===== Stored data =====

PR #444, opened 2018-06-28
Issue 437  Ignore order of points for bounding box caching

### LINKED ISSUE #437: Order of bounds is different in 0.7.0 and master branches
@ear7h,  @ARolek 

https://github.com/go-spatial/tegola/blob/13b50e66d411761df8f4e7d331675c1b4c179621/cmd/tegola/cmd/cache.go#L364

I found that using the same bounds string in 0.7.0 as I did in the master branch for seeding causes no tiles to be cached.  I've tracked it down to around line 366 in the cmd/cache.go file.  

As "up and down" and "top and bottom" can be misinterpreted with different coordinate systems, I would recommend swapping xi and xf if xi > xf (same for the y's).  I think that would help reduce the confusion.

perhaps insert the following around ln 366:

		if xf < xi {
			xi, xf = xf, xi
		}
		if yf < yi {
			yi, yf = yf, yi
		}

I think the purge would need similar logic, if employed.

ear7h:
Should close #437, thank you @TNT0305 for bringing this up and proposing a solution.

### DIFF
--- a/cmd/tegola/cmd/cache.go
+++ b/cmd/tegola/cmd/cache.go
@@ -363,6 +363,7 @@ func sendTiles(zooms []uint, c chan *slippy.Tile) error {
 		_, xi, yi := corner.ZXY()
 		_, xf, yf := diagCorder.ZXY()
 
+		// ensure the initials are smaller than finals
 		if xi > xf {xi, xf = xf, xi}
 		if yi > yi {yi, yf = yf, yi}
 
--- a/cmd/tegola/cmd/cache.go
+++ b/cmd/tegola/cmd/cache.go
@@ -357,11 +357,14 @@ func sendTiles(zooms []uint, c chan *slippy.Tile) error {
 
 		maxZoom := zooms[len(zooms)-1]
 
-		upperLeft := slippy.NewTileLatLon(maxZoom, bounds[1], bounds[0], 0, tegola.WebMercator)
-		bottomRight := slippy.NewTileLatLon(maxZoom, bounds[3], bounds[2], 0, tegola.WebMercator)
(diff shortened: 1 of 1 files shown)


cmd/tegola/cmd/cache.go
```diff
@@ -357,11 +357,15 @@ func sendTiles(zooms []uint, c chan *slippy.Tile) error {
...
+		diagCorder := slippy.NewTileLatLon(maxZoom, bounds[3], bounds[2], 0, tegola.WebMercator)
 
-		_, xi, yi := upperLeft.ZXY()
-		_, xf, yf := bottomRight.ZXY()
+		_, xi, yi := corner.ZXY()
+		_, xf, yf := diagCorder.ZXY()
+
+		// ensure the initials are smaller than finals
+		if xi > xf {xi, xf = xf, xi}
+		if yi > yi {yi, yf = yf, yi}
```
TNT0305: should be:

if yi > yf {yi, yf = yf, yi}

ear7h: oops, thank you for catching that

TNT0305:
yw...stupid fingers!  :p

cmd/tegola/cmd/cache.go
TNT0305: yw...I hate when I do that sort of thing.  I was stuck for 2 hours the other day trying to figure out why the httpPlatformhandler wasn't do *anything*...turned out I had named my config file, "web..config" instead of "web.config".  The font was kinda small and I didn't notice.  DOH!

ARolek:
@ear7h should this PR be closed and not merged pending the work happening on `cache-seed` branch?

=====

**To do:**
From top to bottom, repeat the data above without alteration.

**Solved problem:**
PR #444, opened 2018-06-28
Issue 437  Ignore order of points for bounding box caching

### LINKED ISSUE #437: Order of bounds is different in 0.7.0 and master branches
@ear7h,  @ARolek 

https://github.com/go-spatial/tegola/blob/13b50e66d411761df8f4e7d331675c1b4c179621/cmd/tegola/cmd/cache.go#L364

I found that using the same bounds string in 0.7.0 as I did in the master branch for seeding causes no tiles to be cached.  I've tracked it down to around line 366 in the cmd/cache.go file.  

As "up and down" and "top and bottom" can be misinterpreted with different coordinate systems, I would recommend swapping xi and xf if xi > xf (same for the y's).  I think that would help reduce the confusion.

perhaps insert the following around ln 366:

		if xf < xi {
			xi, xf = xf, xi
		}
		if yf < yi {
			yi, yf = yf, yi
		}

I think the purge would need similar logic, if employed.

ear7h:
Should close #437, thank you @TNT0305 for bringing this up and proposing a solution.

### DIFF
--- a/cmd/tegola/cmd/cache.go
+++ b/cmd/tegola/cmd/cache.go
@@ -363,6 +363,7 @@ func sendTiles(zooms []uint, c chan *slippy.Tile) error {
 		_, xi, yi := corner.ZXY()
 		_, xf, yf := diagCorder.ZXY()
 
+		// ensure the initials are smaller than finals
 		if xi > xf {xi, xf = xf, xi}
 		if yi > yi {yi, yf = yf, yi}
 
--- a/cmd/tegola/cmd/cache.go
+++ b/cmd/tegola/cmd/cache.go
@@ -357,11 +357,14 @@ func sendTiles(zooms []uint, c chan *slippy.Tile) error {
 
 		maxZoom := zooms[len(zooms)-1]
 
-		upperLeft := slippy.NewTileLatLon(maxZoom, bounds[1], bounds[0], 0, tegola.WebMercator)
-		bottomRight := slippy.NewTileLatLon(maxZoom, bounds[3], bounds[2], 0, tegola.WebMercator)
(diff shortened: 1 of 1 files shown)


cmd/tegola/cmd/cache.go
```diff
@@ -357,11 +357,15 @@ func sendTiles(zooms []uint, c chan *slippy.Tile) error {
...
+		diagCorder := slippy.NewTileLatLon(maxZoom, bounds[3], bounds[2], 0, tegola.WebMercator)
 
-		_, xi, yi := upperLeft.ZXY()
-		_, xf, yf := bottomRight.ZXY()
+		_, xi, yi := corner.ZXY()
+		_, xf, yf := diagCorder.ZXY()
+
+		// ensure the initials are smaller than finals
+		if xi > xf {xi, xf = xf, xi}
+		if yi > yi {yi, yf = yf, yi}
```
TNT0305: should be:

if yi > yf {yi, yf = yf, yi}

ear7h: oops, thank you for catching that

TNT0305:
yw...stupid fingers!  :p

cmd/tegola/cmd/cache.go
TNT0305: yw...I hate when I do that sort of thing.  I was stuck for 2 hours the other day trying to figure out why the httpPlatformhandler wasn't do *anything*...turned out I had named my config file, "web..config" instead of "web.config".  The font was kinda small and I didn't notice.  DOH!

ARolek:
@ear7h should this PR be closed and not merged pending the work happening on `cache-seed` branch?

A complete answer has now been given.